Meet Patrick Church, the Joy-Inducing Designer Behind Instagram’s Biggest Fashion Statements
With smart and confident collections, British-born designer Patrick Church presents a playful, more daring future for fashion, where clothes are made to inspire joy.
And it’s a joy he intends to share in force. Last year, he made models of the guests at his NYFW presentation — myself included, as it was completely open to the public — dressing us in thousand-dollar garments for minute-long photo shoots on a set so stylized, it looked straight out of Vogue.

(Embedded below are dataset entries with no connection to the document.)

PR #210, opened 2016-01-27
Learning objectives should specify a single file

MikeTheGreat:
The learning objectives make mention of 'multiple files', but the only file used is mars.txt.

COMMENT: Having a lesson that deals with multiple files, and particularly multiple files in multiple (sub)directories would be great


iglpdc:
I agree with you. I'm merging this because your version is more accurate, but I'm opening an issue to use more than one file.

PR #214, opened 2016-01-29
Instructor training

sschmeier:
I added a lesson to 06-ignore.md. I did NOT update the html.


daisieh:
This looks good to me and we can always use more challenge exercises. Thanks, @sschmeier!

PR #216, opened 2016-01-30
Improve the text in the collaboration lesson

iglpdc:
The text in the Collaborating lesson was a bit confusing on who was supposed to be to doing each of the steps. This tries to clarify a bit the commands enter by each of the roles.

I'm adding also a new challenge to repeat the whole process switching roles (you can do this simultaneously in a workshop, but I wanted to clarify that both persons should experience both roles.)

Finally, I'm cloning the Owner's repo using:

~~~
$ git clone https://github.com/vlad/planets ~/Desktop/vlad-planets
~~~

to avoid name clashes and people cloning the new repo inside their own repo.

### DIFF
--- a/08-collab.md
+++ b/08-collab.md
@@ -24,24 +24,23 @@ then select Collaborators, and enter your partner's username.
 
 ![Adding collaborators on GitHub](fig/github-add-collaborators.png)
 
-The Collaborator needs to work on this project locally. He or she should `cd` to another directory
-(so `ls` doesn't show a `planets` folder),
-and then make a copy of the Owner's repository:
+The Collaborator needs to download a copy of the Owner's repository to her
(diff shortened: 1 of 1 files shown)


daisieh:
I always suggest that the collaborator make a directory on the desktop named after the owner and then clone into that the usual way. Do you think that's more or less confusing than cloning with a specific target?

iglpdc:
For the point of view of the computer is exactly the same and I guess both are ok. I think this is a bit easier in the sense of having less room for error (in a big workshop someone is going to forget to cd to the directory after creating it) and a bit cleaner in the sense that you end up with both repos (yours and your collaborator) at the same level in your Desktop.

iglpdc:
@daisieh could you take a look at this? I think it's ready, but don't want to merge my own PR :)

daisieh:
This looks good to me, merging.

PR #220, opened 2016-01-31
Version Control History Improvements

MarkWheelhouse:
adds some additional content and time-scales to the discussion of the History of version control systems.


iglpdc:
I like it, @MarkWheelhouse. Thank you: I'm merging it.

PR #443, opened 2017-10-11
Tell students that git version differences are ok

GlazerMann:
If not warned, then students can get all uptight if there is a slight difference in the wording of the git output.


GlazerMann:
This doubly true, since at many locations people have to use their own computers or we have way too much paperwork

daisieh:
This seems like a helpful clarification, thanks!

PR #450, opened 2017-11-16
Make the git checkout command style consistent with rest of lesson

tmorrell:
The branch name and "-f" option haven't been introduced in this lesson.  Using HEAD works and is consistent with the rest of the lesson.


iglpdc:
Good catch! Thanks and welcome, @tmorrell !

Issue #418, opened 2017-06-02
Wrong output of some commands in episode 5.


ilectra:
In the part where `git diff HEAD~1 mars.txt` is discussed, the correct output should be (I'm copying from my local example, so authors and hashtags are different...) :

```
$ git diff HEAD~1 mars.txt
```
```
diff --git a/mars.txt b/mars.txt
index 315bf3a..93a3e13 100644
--- a/mars.txt
+++ b/mars.txt
@@ -1,2 +1,4 @@
 Cold and dry, but everything is my favorite color
 The two moons may be a problem for Wolfman
+But the Mummy will appreciate the lack of humidity
+An ill-considered change
```

and then
```
$ git diff HEAD~2 mars.txt
```
```
diff --git a/mars.txt b/mars.txt
index df0654a..93a3e13 100644
--- a/mars.txt
+++ b/mars.txt
@@ -1 +1,4 @@
 Cold and dry, but everything is my favorite color
+The two moons may be a problem for Wolfman
+But the Mummy will appreciate the lack of humidity
+An ill-considered change
```

Then
```
$ git show HEAD~2 mars.txt
```
```
commit b4dd35ec93adb5d8b6e4278fea9b23c992008209
Author: Ilektra Christidi <ilektra.christidi@ucl.ac.uk>
Date:   Fri Jun 2 09:27:10 2017 +0100

    Start notes on Mars as a base

diff --git a/mars.txt b/mars.txt
new file mode 100644
index 0000000..df0654a
--- /dev/null
+++ b/mars.txt
@@ -0,0 +1 @@
+Cold and dry, but everything is my favorite color
```

And finally (this is the tag of my first commit):
```
$ git diff b4dd35ec93adb5d8b6e4278fea9b23c992008209 mars.txt
```
```
diff --git a/mars.txt b/mars.txt
index df0654a..93a3e13 100644
--- a/mars.txt
+++ b/mars.txt
@@ -1 +1,4 @@
 Cold and dry, but everything is my favorite color
+The two moons may be a problem for Wolfman
+But the Mummy will appreciate the lack of humidity
+An ill-considered change
```

I suspect the last change (adding the line "An ill-considered change") was commited before all the `git diff HEAD....` commands, that's why the output is different from mine. But that doesn't seem it was intended.

PR #451, opened 2017-11-16
Correct `git diff` and `git show` output in Exploring History episode

mwoodbri:
As reported in #418, a previous change has led to the output of some commands presented in episode 5 of Version Control with Git becoming inconsistent with the lesson content. I have independently replicated the issue, and this PR corrects the content appropriately.


iglpdc:
Thanks, @mwoodbri !

Issue #272, opened 2016-05-20
Why are nested repos a bad idea?


wking:
This just came up in discuss@ today, and I wasn't sure.  Checking the history here, the idea [landed][1] in 0917191 (Preparing material for Version 5 novice release, 2014-02-07), but I haven't been able to find motivation.  I setup nested repos in a number of cases (e.g. building from master in the parent repo to populate gh-pages in a nested repository), so I don't see a problem with this workflow.  But I use Git every day, so maybe the problem is just that this might be confusing users who forget which repo they're in?  Or having them forget to gitignore the sub-repo in the parent-repo, and then accidentally add the sub-repo in a parent commit?

[1]: https://github.com/swcarpentry/git-novice/commit/0917191ac4a0d00f569bdb3818397f03f25ef0f8#diff-1250a30423c4241b6caf96ff324090e7R723

jttkim:
My quick answer is that Git commands find the repo meta information by starting to look for `.git` in the current working directory, and if there's none they keep going to the parent, until they either find it or they end up at the root without any luck, at which point you'll get the

    fatal: Not a git repository (or any of the parent directories): .git

message. However, if there are `.git` directories in any subdirectories, that doesn't matter, the meta information for the entire tree is held in the top-level `.git` directory. As a result, it's quite possible to create a situation where `git status` reports a file in a subdirectory as new (or modified), whereas when you run `git status` in the subdirectory which is a "nested repo", it will appear untracked. And that's just one example -- the basic issue is that a repo tracks files in all its subdirectories, so duplicating that type of info in subdirectories creates a denormalised situation which will result in inconsistencies sooner or later.

wking:
On Fri, May 20, 2016 at 01:10:32PM -0700, Jan T. Kim wrote:
> As a result, it's quite possible to create a situation where `git
> status` reports a file in a subdirectory as new (or modified),
> whereas when you run `git status` in the subdirectory which is a
> "nested repo", it will appear untracked.

Ok, so it is just an “I forgot to add a gitignore entry” problem.  I
agree that trying to track the same subdirectory in both a parent repo
and a nested repo is a bad idea, but gitignore in the parent lets you
nest repos and tell the parent not to track anything in the subrepo.

jttkim:
ok... I guess the "no nested repo" rule is one of those "as with most rules, these may be broken if you know what you're doing" [1] one.

[...]

PR #459, opened 2017-12-14
Removed advanced topics from Episode 3: Creating a Repository

AmyOlex:
Hello,

In this pull request I've made some wording changes to Episode 2, and have suggested a new wording to the key point so that it better reflects the learning objectives.  I have also made significant changes to the challenge exercise in Episode 3.  Upon working through this myself, and then reading some of the comments from Issue #272 I found this module to stray from the basic message of how to create a Git repo and where Git stores its repo data.  I think the nested repo topic is important, but needs to be distilled down for the novice.  In my proposed changes I remove the content about ignoring files and adding directories as those are topics addressed in future lessons.  I tried to focus it so that a novice would understand why nested repos were 1) not necessary, and 2) not a good idea.  Any feedback on my proposed changes is welcome.


kekoziar:
Thank you for proposing the changes.  This PR also resolves issue #476.

PR #463, opened 2018-01-09
Explicitly call module out as supplemental

jduckles:
I was just asked by an instructor if they had to teach the RStudio episode of the Git lesson, as the schedule looks now, it looks that way. I added the word "supplemental" to note that it is not a required episode when viewing the schedule.


iglpdc:
Thanks, @jduckles !

PR #469, opened 2018-01-16
Update 09-conflict.md

JamesEMcClure:
These changes clarify when a merge conflict is identified by git. In this case, the git push command fails not because of the merge conflict, but because the remote repository has newer changes that have not yet been incorporated into the local repository. Even if a merge conflict does not exist, git pull will fail in this scenario. The merge conflict is only identified after git fetch retrieves the changes made to the remote repository into the local version and then attempts to merge the two versions with git merge.  This necessitates manual intervention to complete the failed merge operation.

These changes are part of my software carpentry instructor training checkout process.

### DIFF
--- a/_episodes/09-conflict.md
+++ b/_episodes/09-conflict.md
@@ -133,8 +133,8 @@ hint: See the 'Note about fast-forwards' in 'git push --help' for details.
 
 ![The Conflicting Changes](../fig/conflict.svg)
 
-Git detects that the changes made in one copy overlap with those made in the other
-and stops us from trampling on our previous work.
+Git rejects the push because it detects that the remote repository has new updates that have not been
+incorporated into the local branch.
 What we have to do is pull the changes from GitHub,
 [merge]({{ page.root }}/reference/#merge) them into the copy we're currently working in,
 and then push that.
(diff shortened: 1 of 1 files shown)


_episodes/09-conflict.md
```diff
@@ -158,8 +158,12 @@ Automatic merge failed; fix conflicts and then commit the result.
 ~~~
 {: .output}
 
-`git pull` tells us there's a conflict,
-and marks that conflict in the affected file:
+The `git pull` command combines a `git fetch` with a `git merge` to update the local repository to include
```
iglpdc: I'm not sure whether introducing `git fetch` and `git merge` is good. People may get confused and think they miss the part where the commands where explained. What do you think about talking about "fetching" and "merging" without mentioning them as `git` commands? 

A few lines later with talk about fetching the repo and a few lines before we talk about mergin changes.

JamesEMcClure: I agree with this. I think this will be clear without the specific reference regarding git pull as a git fetch + git merge.

iglpdc: @JamesEMcClure, great! Could you make the changes in your PR? I think "git pull" to "pull" and "git merge" to "merge" will make it.

JamesEMcClure: I've updated my pull request so that the specific references to the "git fetch" and "git merge" commands no longer appear.

iglpdc:
Very nice, @JamesEMcClure ! Thanks again!

PR #472, opened 2018-01-23
03-create: Clarify Git 'repository'

mcritchlow:


iglpdc:
Thanks, @mcritchlow ! Good catch!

Instagram may be training us to online-shop with our eyes, but it’s also given young designers like Patrick Church a platform to defy conformity away from the echo chamber of the fashion elite. While Comme des Garçcns rightly took heat recently for sending white models in braids down the runway — and we see Black creatives snubbed routinely in fashion — it’s worth mentioning that Patrick Church is a real champion of inclusivity. He consistently casts queer people of color at the center of his campaigns and with body positivity in mind.

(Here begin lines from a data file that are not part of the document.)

Issue #461, opened 2017-12-20
Lesson 1 tape analogy


anderspitman:
Comparing git to a tape might not be meaningful, especially to younger learners.

iglpdc:
Addressed by #473

PR #473, opened 2018-01-29
01-basics - Update language for clarity

caseyyoungflesh:
Changed some of the language to be more clear - changes in sentence structure, defining jargon. Also changed the use of the 'tape' analogy to 'recording' (everyone knows what a recording is!) in reference to issue #461 .

### DIFF
--- a/_episodes/01-basics.md
+++ b/_episodes/01-basics.md
@@ -30,14 +30,14 @@ history](https://support.google.com/docs/answer/190843?hl=en), or LibreOffice's 
 Version control systems start with a base version of the document and
 then record changes you make each step of the way. You can
 think of it as a recording of your progress: you can rewind to start at the base
-document, play back each change you made, eventually arriving at your
+document and play back each change you made, eventually arriving at your
 more recent version.
 
 ![Changes Are Saved Sequentially](../fig/play-changes.svg)
 
 Once you think of changes as separate from the document itself, you
-can then think about "playing back" different sets of changes, resulting in 
-different versions of the document. For example, two users can make independent
+can then think about "playing back" different sets of changes on the base document, ultimately
+resulting in different versions of that document. For example, two users can make independent
 sets of changes on the same document. 
 
 ![Different Versions Can be Saved](../fig/versions.svg)
--- a/_episodes/01-basics.md
+++ b/_episodes/01-basics.md
@@ -28,41 +28,40 @@ Word's [Track Changes](https://support.office.com/en-us/article/Track-changes-in
 history](https://support.google.com/docs/answer/190843?hl=en), or LibreOffice's [Recording and Displaying Changes](https://help.libreoffice.org/Common/Recording_and_Displaying_Changes).
 
 Version control systems start with a base version of the document and
-then save just the changes you made at each step of the way. You can
-think of it as a tape: if you rewind the tape and start at the base
-document, then you can play back each change and end up with your
-latest version.
+then record changes you make each step of the way. You can
+think of it as a recording of your progress: you can rewind to start at the base
+document, play back each change you made, eventually arriving at your
+more recent version.
 
 ![Changes Are Saved Sequentially](../fig/play-changes.svg)
 
 Once you think of changes as separate from the document itself, you
-can then think about "playing back" different sets of changes onto the
-base document and getting different versions of the document. For
-example, two users can make independent sets of changes based on the
-same document.
+can then think about "playing back" different sets of changes, resulting in 
+different versions of the document. For example, two users can make independent
+sets of changes on the same document. 
 
 ![Different Versions Can be Saved](../fig/versions.svg)
 
-Unless there are conflicts, you can even play two sets of changes onto the same base document.
+Unless there are conflicts, you can even incorporate two sets of changes into the same base document.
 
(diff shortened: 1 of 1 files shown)


_episodes/01-basics.md
```diff
@@ -28,41 +28,40 @@ Word's [Track Changes](https://support.office.com/en-us/article/Track-changes-in
 history](https://support.google.com/docs/answer/190843?hl=en), or LibreOffice's [Recording and Displaying Changes](https://help.libreoffice.org/Common/Recording_and_Displaying_Changes).
 
 Version control systems start with a base version of the document and
-then save just the changes you made at each step of the way. You can
-think of it as a tape: if you rewind the tape and start at the base
-document, then you can play back each change and end up with your
-latest version.
+then record changes you make each step of the way. You can
+think of it as a recording of your progress: you can rewind to start at the base
+document, play back each change you made, eventually arriving at your
```
somexpert: I think this is a good change, since of course tapes are much less common now unless you are serious about long-time off-site data preservation. However, I would recommend replacing the comma after "document" with the word "and".

_episodes/01-basics.md
```diff
@@ -28,41 +28,40 @@ Word's [Track Changes](https://support.office.com/en-us/article/Track-changes-in
...
 ![Changes Are Saved Sequentially](../fig/play-changes.svg)
 
 Once you think of changes as separate from the document itself, you
-can then think about "playing back" different sets of changes onto the
-base document and getting different versions of the document. For
-example, two users can make independent sets of changes based on the
-same document.
+can then think about "playing back" different sets of changes, resulting in 
+different versions of the document. For example, two users can make independent
+sets of changes on the same document.
```
somexpert: This explanation is slightly more concise, but I think removing another mention of the "base document" might be a missed opportunity to reinforce the desired mental model. I would stick that back in and keep the rest of your changes.

_episodes/01-basics.md
```diff
@@ -28,41 +28,40 @@ Word's [Track Changes](https://support.office.com/en-us/article/Track-changes-in
...
-across different computers facilitating collaboration among different people.
+across different computers, facilitating collaboration among different people.
 
 > ## The Long History of Version Control Systems
 >
 > Automated version control systems are nothing new.
 > Tools like RCS, CVS, or Subversion have been around since the early 1980s and are used by many large companies.
-> However, many of these are now becoming considered as legacy systems due to various limitations in their capabilities.
-> In particular, the more modern systems, such as Git and [Mercurial](https://swcarpentry.github.io/hg-novice/)
+> However, many of these are now considered legacy systems (i.e., outdated) due to various limitations in their capabilities.
```
somexpert: Definitely think adding this definition is a great idea. Not all our learners may know this term, particularly those who learned English as a second language. :thumbsup:

_episodes/01-basics.md
```diff
@@ -28,41 +28,40 @@ Word's [Track Changes](https://support.office.com/en-us/article/Track-changes-in
...
+> More modern systems, such as Git and [Mercurial](https://swcarpentry.github.io/hg-novice/),
 > are *distributed*, meaning that they do not need a centralized server to host the repository.
```
somexpert: Would it make sense to also briefly mention the benefit of not having a single point of failure?

somexpert: Something like: "meaning that they do not need a centralized server to host the repository, since every clone is a complete copy of the version history."?

_episodes/01-basics.md
nhejazi: Weighing in as a maintainer, this change looks good to me. I too agree with the addition of "and" after the use of "document". Maybe you could update your PR with this minor change @caseyyoungflesh?

_episodes/01-basics.md
nhejazi: Again, agree with the comment from @somexpert above. Should be a very minor change to the PR.

_episodes/01-basics.md
nhejazi: 👍

_episodes/01-basics.md
nhejazi: Just my $0.02, but I think it might be a bit too much to mention the difference between systems like SVN and Git, which is what I understand the comment above to be @somexpert. In my experience, most learners come in to this lesson not knowing what version control is at all and this is a level of detail which might not be needed.

somexpert: Yeah, I think you're right, it's not very useful information in this case.

_episodes/01-basics.md
caseyyoungflesh: Agreed. Will make that change

_episodes/01-basics.md
caseyyoungflesh: Sounds good

_episodes/01-basics.md
caseyyoungflesh: Obligatory emoji 👍

_episodes/01-basics.md
caseyyoungflesh: Would agree with @nhejazi here. KISS (Keep It Simple Stupid) at work

caseyyoungflesh:
Requested changes made!

nhejazi:
Great, thanks for the quick work on this!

No wonder the artist-turned-designer captured our hearts, but he’s also risen to cult status among the celeb style set, from Katy Perry — who wore three custom jackets of his in her “Harleys in Hawaii” music video, then for the cover of Rolling Stone — to Lil’ Kim (“Sorry, that was epic for me”), Teyana Taylor, Queer Eye‘s Tan France and Antoni Porowski, Troye Sivan, Nyle Dimarco, and the OG Instagram baddies, the Clermont Twins. Oh, and Christina Aguilera wore one of his tees for her Christmas card this year. (“Honestly, so surreal.”)
The designer sat down with POPSUGAR in his Brooklyn, NY, studio to talk all things fashion and introduce his new collection, which would best be described as high-end statement dressing done right. With a bold use of color and ready-to-wear prints plucked directly from his art, his is a style that’s instantly recognizable. And if the paint splatters on his studio’s hardwood floors are any indication, there’s plenty more where that came from.